Transcribe each record below word for word.

(Dataset entries)
*-*-*

PR #292, opened 2022-09-15
concepts: update goroutine information on datatypes page

aykevl:
The information there is way out of date. This gets it up to date with the current state of the compiler and runtime.


deadprogram:
Thanks for the updated info!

*-*-*

#### [Task solution]
PR #292, opened 2022-09-15
concepts: update goroutine information on datatypes page

aykevl:
The information there is way out of date. This gets it up to date with the current state of the compiler and runtime.


deadprogram:
Thanks for the updated info!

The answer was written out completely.